Pedestal sink would be best, or if using a vanity have the vanity that is on legs not to the floor.  This gives the effect of open space.   I would go with a pedestal sink in a small space.  

Cabinets hung on wall.  Keep as little as possible on the floor.


----------



## Kerrylib (Apr 26, 2007)

That is exactly same size as our old bathroom we redid.  Had window on back wall in tub/shower area.  My pics show before and the floor in progress.  Somehow I can't find any good ones of the finished project.  

Gutted it to the studs, Cement backer all around except "front" wall where door came in.

Used existing vanity cabinet and over toilet cabinet.  (had replaced them only a few years earlier)

12" square floor tiles

8" x 13" wall tiles all around to about 4ft high"
row of geometric listellos at top and finished off w/ bullnose.

Took the tiles up above window all around in tub area and tiled all around window.  (double hung vinyl window w/ privacy glass on bottom pane)

Replacing the vanity cabinet w/ a pedestal would have opened the space some, but having the storage was important.  This was our primary bathroom.  Second bathroom in basement was little more than functional, not much decor.


----------



## s2horn (Apr 27, 2007)

Thanks for the replies everyone.  We are in the midst of the pedestal sink vs. storage debate, but the wall mounted cabinets may be a way around that.

kerrylib, your bathroom is almost exactly the same as ours is set up.  Too bad you don't have any of the finished product, I would be very interested to see how it ended up.

I will post stuff as we go along - it won't be too fancy but hopefully we can use the space efficiently.

Stuart.


----------



## MayISee (May 21, 2007)

We have removed flooring, sink & toilet and left bath.
A portion of one wall was removed, just for recessed cabinet.

Our solution for storage:
- Sink with shallow vanity underneath,
      Vanity comes out from wall about 12" - sink overhangs that
- Cabinet above toilet - mirror on doors to assist light and feeling of space
- Recessed Cabinet above sink with side mirrors
   Side mirrors make mirror larger and more functional


----------



## sunninho (May 24, 2007)

I'm gutting both small bathrooms in my condo.  For my master bath I'm  redesigning it in four significant ways to make it more spacious.

1. Installing a corner shower to replace the 5' wall shower.

2. The original vanity, stretching the length of the room from the edge of the shower, is being replaced with a smaller modern-finished vanity with feet and matching narrow shelf.

3. The toilet will be a one-piece design with the two buttons on top for big and small flush to conserve water.

4. The bathroom door is being demo'd to create a 10' entryway.

I hope to have it finished by next week and will share pictures.  Work on the other bathroom will begin after that with a jacuzzi tub, pedestal sink, wall shelves and same toilet as above.

--Sunny


----------



## Daryl in Nanoose (May 26, 2007)

Our Ensuite is 6x7 and here are a few pics of what we did to save space but still have storage.


----------



## s2horn (May 30, 2007)

Thanks for the pictures Daryl!
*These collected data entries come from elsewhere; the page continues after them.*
Issue #2648, opened 2026-07-21
Demo map has an issue during turning


MishkaMN:
### **Employee Status** (Select one)

Yes

### Organization Name

Leidos

### How Are You Using or Deploying This Tool?

Majority of the issue happened here was due to https://usdot-carma.atlassian.net/browse/CAR-6158

### Summary

TODO @MishkaMN 

### Version

4.11.0

### Expected Behavior

Should turn fine

### Actual Behavior

Not turning

### Steps to Reproduce the Actual Behavior

Use demo uc2 vip map

PR #2649, opened 2026-07-23
Fix Cooperative_lanechange logic that requires non-closed lanelet before lanechange

MishkaMN:
# PR Details
## Description
As described in the comment and attached powerpoint confluence page here, we previously had a limitation where lanelets just before those involved in the lanechange CANNOT be CLOSED: https://usdot-carma.atlassian.net/wiki/spaces/CRMPLT/pages/2877980673/TFHRC+Non-signalized+Work+Zone+Closed+Lane+Demo,

image

So we had to add a workaround to the map to add a small non-closed, but SOLID boundary lane that shouldn't be lanechanged:

image

As opposed to what the rest of the document says, the fact that plan_delegator adjusts the manaeuver start/end dist to account for front bumper is not the issue. The success of lanechange shouldn't be dictated by lanelets before or after the lanelets of those that are actually involved in the lanechange during routing (in other words, as long as the platform can route, we should be able to generate a trajectory). It is the over-reliance on the lanelet lookup is failing the trajectory generation.

Therefore, this code just replaces that lanelet lookup method and adds a direct geometrical generation of the trajectory since the actual lanelets invovled in the lanechange is fine.

## Related GitHub Issue
No existing issue found.

## Related Jira Key
https://github.com/usdot-fhwa-stol/carma-platform/issues/2648

## Motivation and Context
This issue was also re-emerged as a new problem during VIP demo at TFHRC using carma-system-4.11.0 where the CLC was not able to generate a lanechange because the lanelet before the lanechange did not have any neighbor lanelet (because the turns lanelets are created without any physically shared boundary lanelets). See below:

image

As you can see, the green trajectory cut short because the lanechange started (double white point lines). And that is because the lanelet where the green arrows are don’t have any shared lanelet. This is the same issue as documented in the above page’s attached powerpoint (just same issue happening before the lanelet as opposed to after)

## How Has This Been Tested?
Tested on the white pacifica on the same intersection and same TIM message broadcasted, so we are forced to lanechange right after the turn. Now it generates the trajectory fine:

image

This also fixed the original issue where we needed a small non-closed, solid boundary lanelet before the lanechange. I forcefully blocked the small workaround lanelet we added and blocked that as well using TIM (indicated by the green dots). This still works fine as shown below:

image

So now we don't need the extra small lanelet to lanechange.

## Types of changes

## Checklist:


MishkaMN:
Based off wrong base branch, so closing and recreating at  https://github.com/usdot-fhwa-stol/carma-platform/pull/2650

Issue #3131, opened 2021-05-31
Deprecate PyPI openmm package


jchodera:
Long ago, @rmcgibbo created a [PyPI `openmm` package](https://pypi.org/project/openmm/) that simply distributes a useful Python CLI for an older version of OpenMM. @peastman is also a co-owner of this project.

We should deprecate or rename this project until we can identify a path to distributing OpenMM itself through PyPI.

For future reference in potentially building OpenMM for pip distribution, we should check out [`cibuildwheel`](https://github.com/pypa/cibuildwheel).

jchodera:
For motivation, it looks like 129 people/month still make the mistake of trying to install `openmm` via `pip`:
https://pypistats.org/packages/openmm
![image](https://user-images.githubusercontent.com/3656088/120225605-88c96800-c213-11eb-8b58-45bfabddd422.png)

rmcgibbo:
@peastman: feel free to remove me as a co-owner. It doesn't appear that I can remove myself.

jchodera:
@peastman : Given #3211, perhaps we should see if there is a way to delete the `openmm` pip package?

cclauss:
Whoever has rights to the PyPI record can delete the package but that leaves the space open for someone else to take over the name which might not be a good idea.  Instead it might be useful to see the PyPI message to point to the current install instructions.

giadefa:
maybe just remove the files and add just a README pointing to the openmm.org
page for installation instructions

peastman:
It looks like Robert added me as a maintainer.  Presumably that means I have the permissions needed to do that.  I've never built PyPI packages before, so I don't know much about what it involves.  Ideally if someone tries to `pip install openmm` it should give an error message telling them the correct way to install it and then not install anything.  Is there a way to do that?

cclauss:
Yes.  I can help with that but I need a few days before I can focus on that.

peastman:
Fantastic, thanks!

mikemhenry:
I am happy to make `pip install openmm` install a package that says "this isn't the openmm you are looking for, install it via conda, pip distribution is in progress"

swails:
Why not just get rid of that package on pypi and then push one when it's ready?

mikemhenry:
If pypi lets you do that and keep the name squatted, than that would be even better IMHO.

mattwthompson:
Name-squatting in general is not permitted and in the case of a deleted package it seems that the name is released. DI:

[...]

PR #3211, opened 2021-08-16
Create README.md to provide installation notes

cclauss:


jchodera:
> `python3 -m pip install openmm` does not work because the [PyPI package](https://pypi.org/project/openmm) has not been updated since early 2014.

The creation of the [openmm PyPI package](https://pypi.org/project/openmm) was due to some confusion, and we've been meaning to address that. See https://github.com/openmm/openmm/issues/3131

Perhaps we could continue any discussion of what should happen to that package in https://github.com/openmm/openmm/issues/3131?

We've tried to collect current installation information in the [user guide](http://docs.openmm.org/latest/userguide/application.html#installing-openmm). Do you think we should link to that explicitly in the README?

Issue #2675, opened 2020-05-11
Introduce new parameters to amber99sb_obc.xml


ghost:
Hello, 
My protein has about 4 NAG (N-Acetyl-beta-D-glucosamine) molecules. I need to optimize the protein with an implicit water model.

I edited the amber99sb.xml  to include the parameters of the NAG (angles, bonds, ..etc)  and optimization in vacuum worked fine. 

but when using the implicit water model (amber99sb_obc.xml) I get this error 

`ValueError: GBSAOBCForce: No parameters defined for atom type 1978`
I am new to openMM and have no idea from where could I get those parameters needed for NAG.

F-AH:
more specifically I need to know how to get the scale parameter in the amber99sb_obc.xml file for the new atom types introduced to the ff file.

peastman:
I'm not sure how Amber typically selects implicit solvent parameters for small molecules.  Where did you get the rest of the force field parameters from?

jchodera:
@peastman: This description is relevant: https://github.com/openmm/openmmforcefields/issues/84#issuecomment-593110961

F-AH:
> I'm not sure how Amber typically selects implicit solvent parameters for small molecules.  Where did you get the rest of the force field parameters from?

I got the rest of the parameters from this website 
[https://atb.uq.edu.au/molecule.py?molid=465793&fbclid=IwAR301Pt3fU-9Vtp9YOc8Ce72646ckXqU42bB-5Sh_T9jPX4j_7YM0Rt_NH4#panel-md](url)

jchodera:
> I'm not sure how Amber typically selects implicit solvent parameters for small molecules.

The LEaP tool from AmberTools is responsible for [assigning GBSA parameters during `prmtop` writing](https://github.com/choderalab/ambermini/blob/8af922f71376aad6b01c876e4cb8e3fe3639e88c/leap/src/leap/unitio.c#L6061-L6293). This code was ported to [openmm](https://github.com/openmm/openmm/blob/master/wrappers/python/simtk/openmm/app/internal/customgbforces.py), but for some reason I'm unsure of, we only use it to _check_ parameters, not assign them.

It should be relatively straightforward just to extend `ForceField` to allow GBSA parameters to be assigned using this code via an optional argument. I'm not quite sure why we haven't done that before.

peastman:
It could even be done in the XML file: include a script that calls that code to assign parameters.  I'll mark this as a feature request.

[...]

PR #3214, opened 2021-08-17
Implicit solvent for modern force fields

### LINKED ISSUE #3104: AMBER14 or CHARMM36 force field with implicit water model?
I have successfully done MD simulations with both AMBER14 and CHARMM36 force fields using the explicit water models (`amber14/tip3pfb.xml` and `charmm36/water.xml`, respectively).

However, from reading the documentation and examples I have been unable to use AMBER14 or CHARMM36 force fields with implicit water models.

For AMBER99 I can successfully use an implicit water model as

```python
   forcefield = mm.app.ForceField("amber99sbildn.xml", "amber99_obc.xml")
```

Please could you let me know how I would use an implicit water model with AMBER14 or CHARMM36?  There does not seem to be an implicit water model XML file in the respective directories.

peastman:
This provides an implementation of GBSA implicit solvent that works with current force fields.  Like the old Amber99 implementation you just include an extra XML file.  But instead of containing parameters, it contains a script that invokes existing code to select parameters.

So far I've written the OBC2 implementation.  Modifying it for other versions will be trivial.

A question is where to put the files and how to present them.  Right now I have them in a folder that's just called `implicit`, indicating that they aren't specific to any force field.  That's kind of true.  They should work with any force field as long as we have parameters for all necessary elements.  But they came from Amber, and I don't know how valid it is to use them with other force fields.  If you used the Amber GB parameters with a CHARMM force field, would you reasonably expect to get accurate results?

Fixes #3104 and #2675.

### DIFF
--- a/docs-source/usersguide/application/02_running_sims.rst
+++ b/docs-source/usersguide/application/02_running_sims.rst
@@ -593,6 +593,40 @@ such as :file:`charmm36/water.xml`, which specifies the default CHARMM water mod
 The converted parameter sets come from the `CHARMM36 July 2017 update <http://mackerell.umaryland.edu/charmm_ff.shtml>`_
 and were converted using the `openmm-forcefields <https://github.com/choderalab/openmm-forcefields>`_ package and `parmed <https://github.com/parmed/parmed>`_.
 
+Implicit Solvent
+----------------
+
+The Amber and CHARMM force fields described above can be used with any of the Generalized
+Born implicit solvent models from AMBER.  To use them, include an extra file when
+creating the ForceField.
+
+.. tabularcolumns:: |l|L|
+
+======================  ==================================================================================================================================
+File                    Implicit Solvent Model
+======================  ==================================================================================================================================
+:file:`implicit/hct`    Hawkins-Cramer-Truhlar GBSA model\ :cite:`Hawkins1995` (corresponds to igb=1 in AMBER)
+:file:`implicit/obc1`   Onufriev-Bashford-Case GBSA model\ :cite:`Onufriev2004` using the GB\ :sup:`OBC`\ I parameters (corresponds to igb=2 in AMBER).
+:file:`implicit/obc2`   Onufriev-Bashford-Case GBSA model\ :cite:`Onufriev2004` using the GB\ :sup:`OBC`\ II parameters (corresponds to igb=5 in AMBER).
+:file:`implicit/gbn`    GBn solvation model\ :cite:`Mongan2007` (corresponds to igb=7 in AMBER).
+:file:`implicit/gbn2`   GBn2 solvation model\ :cite:`Nguyen2013` (corresponds to igb=8 in AMBER).
+======================  ==================================================================================================================================
+
+You can further control the solvation model in a few ways.  First, you can
+specify the dielectric constants to use for the solute and solvent:
+::
+
+    system = forcefield.createSystem(topology, soluteDielectric=1.0, solventDielectric=80.0)
+
+If they are not specified, the solute and solvent dielectrics default to 1.0 and
+78.5, respectively.
+
+You also can model the effect of a non-zero salt concentration by specifying the
+Debye-Huckel screening parameter\ :cite:`Srinivasan1999`:
+::
+
+    system = forcefield.createSystem(topology, implicitSolventKappa=1.0/nanometer)
+
 AMOEBA
 ------
 
--- a/docs-source/usersguide/application/02_running_sims.rst
+++ b/docs-source/usersguide/application/02_running_sims.rst
@@ -598,19 +598,30 @@ Implicit Solvent
 
 The Amber and CHARMM force fields described above can be used with any of the Generalized
 Born implicit solvent models from AMBER.  To use them, include an extra file when
-creating the ForceField.
+creating the ForceField.  For example,
+::
+
+    forcefield = ForceField('amber14-all.xml', 'implicit/gbn2.xml')
 
 .. tabularcolumns:: |l|L|
 
-======================  ==================================================================================================================================
-File                    Implicit Solvent Model
-======================  ==================================================================================================================================
-:file:`implicit/hct`    Hawkins-Cramer-Truhlar GBSA model\ :cite:`Hawkins1995` (corresponds to igb=1 in AMBER)
-:file:`implicit/obc1`   Onufriev-Bashford-Case GBSA model\ :cite:`Onufriev2004` using the GB\ :sup:`OBC`\ I parameters (corresponds to igb=2 in AMBER).
-:file:`implicit/obc2`   Onufriev-Bashford-Case GBSA model\ :cite:`Onufriev2004` using the GB\ :sup:`OBC`\ II parameters (corresponds to igb=5 in AMBER).
-:file:`implicit/gbn`    GBn solvation model\ :cite:`Mongan2007` (corresponds to igb=7 in AMBER).
-:file:`implicit/gbn2`   GBn2 solvation model\ :cite:`Nguyen2013` (corresponds to igb=8 in AMBER).
-======================  ==================================================================================================================================
+==========================  ==================================================================================================================================
+File                        Implicit Solvent Model
+==========================  ==================================================================================================================================
+:file:`implicit/hct.xml`    Hawkins-Cramer-Truhlar GBSA model\ :cite:`Hawkins1995` (corresponds to igb=1 in AMBER)
+:file:`implicit/obc1.xml`   Onufriev-Bashford-Case GBSA model\ :cite:`Onufriev2004` using the GB\ :sup:`OBC`\ I parameters (corresponds to igb=2 in AMBER).
+:file:`implicit/obc2.xml`   Onufriev-Bashford-Case GBSA model\ :cite:`Onufriev2004` using the GB\ :sup:`OBC`\ II parameters (corresponds to igb=5 in AMBER).
+:file:`implicit/gbn.xml`    GBn solvation model\ :cite:`Mongan2007` (corresponds to igb=7 in AMBER).
+:file:`implicit/gbn2.xml`   GBn2 solvation model\ :cite:`Nguyen2013` (corresponds to igb=8 in AMBER).
+==========================  ==================================================================================================================================
+
+The only nonbonded methods that are supported with implicit solvent are :code:`NoCutoff` (the default),
+:code:`CutoffNonPeriodic`, and :code:`CutoffPeriodic.`  If you choose to use a nonbonded cutoff with
+implicit solvent, it is usually best to set the cutoff distance larger than is typical with explicit solvent.
+A cutoff of 2 nm gives good results in most cases.  Periodic boundary conditions are not usually used
+with implicit solvent.  In fact, the lack of need for periodicity and the artifacts it creates is one
+of the advantages of implicit solvent.  The option is still offered, since it could be useful in some
+unusual situations.
 
 You can further control the solvation model in a few ways.  First, you can
 specify the dielectric constants to use for the solute and solvent:
@@ -618,7 +629,7 @@ specify the dielectric constants to use for the solute and solvent:
 
     system = forcefield.createSystem(topology, soluteDielectric=1.0, solventDielectric=80.0)
 
-If they are not specified, the solute and solvent dielectrics default to 1.0 and
+If they are not specified, the solute and solvent dielectric constants default to 1.0 and
 78.5, respectively.
 
 You also can model the effect of a non-zero salt concentration by specifying the
--- a/docs-source/usersguide/application/02_running_sims.rst
+++ b/docs-source/usersguide/application/02_running_sims.rst
@@ -638,6 +638,14 @@ Debye-Huckel screening parameter\ :cite:`Srinivasan1999`:
 
     system = forcefield.createSystem(topology, implicitSolventKappa=1.0/nanometer)
 
+The screening parameter can be calculated as
+
+.. math::
+  \kappa = 367.434915 \sqrt{\frac{I}{\epsilon T}}
+
+where :math:`I` is the ionic strength in moles/liter, :math:`\epsilon` is the solvent
+dielectric constant, and :math:`T` is the temperature in Kelvin.
+
 AMOEBA
 ------
 
--- a/wrappers/python/openmm/app/data/implicit/gbn.xml
+++ b/wrappers/python/openmm/app/data/implicit/gbn.xml
@@ -1,0 +1,46 @@
+<ForceField>
+ <Script>
+import openmm
+import openmm.app as app
+import openmm.unit as unit
+
+# Find the NonbondedForce.  We need it to look up charges, and also to set the reaction field dielectric to 1.
+
+nonbonded = [f for f in sys.getForces() if isinstance(f, openmm.NonbondedForce)]
+if len(nonbonded) != 1:
+    raise ValueError('Implicit solvent requires the System to contain a single NonbondedForce')
+nonbonded = nonbonded[0]
+nonbonded.setReactionFieldDielectric(1)
+
+# Construct the CustomGBForce.
+
+from openmm.app.internal.customgbforces import GBSAGBnForce
+argMap = {'soluteDielectric':'soluteDielectric', 'solventDielectric':'solventDielectric', 'implicitSolventKappa':'kappa'}
+solventArgs = {'SA':'ACE'}
+for key in argMap:
+    if key in args:
+        solventArgs[argMap[key]] = args[key]
+if nonbondedMethod != app.NoCutoff:
+    solventArgs['cutoff'] = nonbondedCutoff.value_in_unit(unit.nanometers)
+force = GBSAGBnForce(**solventArgs)
+params = GBSAGBnForce.getStandardParameters(topology)
+for i, p in enumerate(params):
+    charge, sigma, epsilon = nonbonded.getParticleParameters(i)
+    force.addParticle([charge, p[0], p[1]])
+force.finalize()
+
+# Set the nonbonded method and cutoff distance.
+
+if nonbondedMethod == app.NoCutoff:
+    force.setNonbondedMethod(openmm.CustomNonbondedForce.NoCutoff)
+elif nonbondedMethod == app.CutoffNonPeriodic:
+    force.setNonbondedMethod(openmm.CustomNonbondedForce.CutoffNonPeriodic)
+    force.setCutoffDistance(nonbondedCutoff)
+elif nonbondedMethod == app.CutoffPeriodic:
+    force.setNonbondedMethod(openmm.CustomNonbondedForce.CutoffPeriodic)
+    force.setCutoffDistance(nonbondedCutoff)
+else:
+    raise ValueError("Illegal nonbonded method for use with implicit solvent")
+sys.addForce(force)
+ </Script>
+</ForceField>
--- a/wrappers/python/tests/TestForceField.py
+++ b/wrappers/python/tests/TestForceField.py
@@ -303,11 +303,11 @@ class TestForceField(unittest.TestCase):
     def test_ImplicitSolventForces(self):
         """Compute forces for different implicit solvent types, and compare them to ones generated with AmberPrmtopFile."""
 
-        solventType = ['hct', 'obc1', 'obc2', 'gbn', 'gbn2']
-        nonbondedMethod = [NoCutoff, CutoffNonPeriodic, CutoffNonPeriodic, NoCutoff, NoCutoff]
-        kappa = [0.0, 0.0, 1.698295227342757, 1.698295227342757, 0.0]
-        file = ['HCT_NoCutoff', 'OBC1_NonPeriodic', 'OBC2_NonPeriodic_Salt', 'GBn_NoCutoff_Salt', 'GBn2_NoCutoff']
-        for i in [2]:#range(5):
+        solventType = ['obc1', 'obc2', 'gbn2']
+        nonbondedMethod = [CutoffNonPeriodic, CutoffNonPeriodic, NoCutoff]
+        kappa = [0.0, 1.698295227342757, 0.0]
+        file = ['OBC1_NonPeriodic', 'OBC2_NonPeriodic_Salt', 'GBn2_NoCutoff']
+        for i in range(len(file)):
             forcefield = ForceField('amber96.xml', f'implicit/{solventType[i]}.xml')
             system = forcefield.createSystem(self.pdb2.topology, nonbondedMethod=nonbondedMethod[i], implicitSolventKappa=kappa[i])
             integrator = VerletIntegrator(0.001)
--- a/wrappers/python/tests/TestForceField.py
+++ b/wrappers/python/tests/TestForceField.py
@@ -300,6 +300,26 @@ class TestForceField(unittest.TestCase):
                 numDifferences += 1
         self.assertTrue(numDifferences < system.getNumParticles()/20) # Tolerate occasional differences from numerical error
 
+    def test_ImplicitSolventForces(self):
+        """Compute forces for different implicit solvent types, and compare them to ones generated with AmberPrmtopFile."""
+
+        solventType = ['hct', 'obc1', 'obc2', 'gbn', 'gbn2']
+        nonbondedMethod = [NoCutoff, CutoffNonPeriodic, CutoffNonPeriodic, NoCutoff, NoCutoff]
+        kappa = [0.0, 0.0, 1.698295227342757, 1.698295227342757, 0.0]
+        file = ['HCT_NoCutoff', 'OBC1_NonPeriodic', 'OBC2_NonPeriodic_Salt', 'GBn_NoCutoff_Salt', 'GBn2_NoCutoff']
+        for i in [2]:#range(5):
+            forcefield = ForceField('amber96.xml', f'implicit/{solventType[i]}.xml')
+            system = forcefield.createSystem(self.pdb2.topology, nonbondedMethod=nonbondedMethod[i], implicitSolventKappa=kappa[i])
+            integrator = VerletIntegrator(0.001)
+            context = Context(system, integrator, Platform.getPlatformByName("Reference"))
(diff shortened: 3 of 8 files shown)


peastman:
@swails I'd love to get your thoughts on this question.  If we use GBSA with the parameters from Amber, is it reasonable to combine that with a CHARMM force field?  Or should we treat all of the Amber GB models as specific to Amber force fields?

jchodera:
> @swails I'd love to get your thoughts on this question. If we use GBSA with the parameters from Amber, is it reasonable to combine that with a CHARMM force field? Or should we treat all of the Amber GB models as specific to Amber force fields?

[Here's a paper](https://www.ncbi.nlm.nih.gov/pmc/articles/PMC3142295/) in which Charlie Brooks considered that question by using both AMBER and CHARMM GB models/parameters with GAFF small molecule parameters, and found they were all about equivalent. See [Table 3](https://www.ncbi.nlm.nih.gov/pmc/articles/PMC3142295/table/T3/?report=objectonly).

peastman:
Thanks!  It looks like they tested the opposite combination: CHARMM implicit solvent models with GAFF?  But it does suggest the solvent models are mostly independent of force field.

jchodera:
Yep, my conclusions as well. I couldn't find a study of the opposite combination.

swails:
Sorry for my late arrival here - I was on vacation last week.

I don't have anything better than what @jchodera provided here.  The Amber GB models should use the Amber GB parameters (screening and intrinsic radii parameters), but they're tuned to reproduce PB results and should be largely FF independent.

Notably the Force Fields are *not* trained for GB performance, suggesting that the GB models should be more transferrable than one that *is* trained in tandem with a force field.

docs-source/usersguide/application/02_running_sims.rst
```diff
@@ -593,6 +593,40 @@ such as :file:`charmm36/water.xml`, which specifies the default CHARMM water mod
...
+The Amber and CHARMM force fields described above can be used with any of the Generalized
+Born implicit solvent models from AMBER.  To use them, include an extra file when
+creating the ForceField.
+
+.. tabularcolumns:: |l|L|
+
+======================  ==================================================================================================================================
+File                    Implicit Solvent Model
+======================  ==================================================================================================================================
+:file:`implicit/hct`    Hawkins-Cramer-Truhlar GBSA model\ :cite:`Hawkins1995` (corresponds to igb=1 in AMBER)
```
jchodera, line 608: The ffxml files we list in tables above end in `.xml`---e.g. `charmm36.xml` on line 539. Should we do the same here for consistency?

docs-source/usersguide/application/02_running_sims.rst
```diff
@@ -593,6 +593,40 @@ such as :file:`charmm36/water.xml`, which specifies the default CHARMM water mod
 The converted parameter sets come from the `CHARMM36 July 2017 update <http://mackerell.umaryland.edu/charmm_ff.shtml>`_
 and were converted using the `openmm-forcefields <https://github.com/choderalab/openmm-forcefields>`_ package and `parmed <https://github.com/parmed/parmed>`_.
 
+Implicit Solvent
+----------------
+
+The Amber and CHARMM force fields described above can be used with any of the Generalized
+Born implicit solvent models from AMBER.  To use them, include an extra file when
+creating the ForceField.
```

Your bathroom looks great - I like the over the toilet storage - I think we will be using that to our advantage in order to cut down on the vanity size.

Anyone ever seen a pocket door on a bathroom? I am considering it to save on the door swinging into the room - whether I have the door slide into the wall or just along the wall - I haven't decided yet.


----------



## Daryl in Nanoose (May 31, 2007)

We have Pocket doors on each of our Bathrooms. They are a great space saver and in fact I come across them in clients home all the time.
  Keep in mind that you can not have any electrical lines or plumbing on the side of the pocket where the door opens into, There just is no room. also they do make a little sliding noise when you open and close them but I still recommend them for space saving.


----------



## Hyde325 (Sep 10, 2007)

Anyone with a home storage issue, particularly in a small bathroom (or even just one with a pedestal sink) should check out this new storage cabinet.  It's hidden behind a picture frame and is so flush to the wall you can't tell it's there.  You can buy it by going to http://www.ConcealedCabinet.com.  Here are some pics:


----------



## Jimbob (Dec 14, 2007)

Never seen anything like that before for sale on the UK market. I would think its relatively easy to install if its a plaster board wall.


----------



## Daryl in Nanoose (Dec 15, 2007)

There are not hard to make either.


----------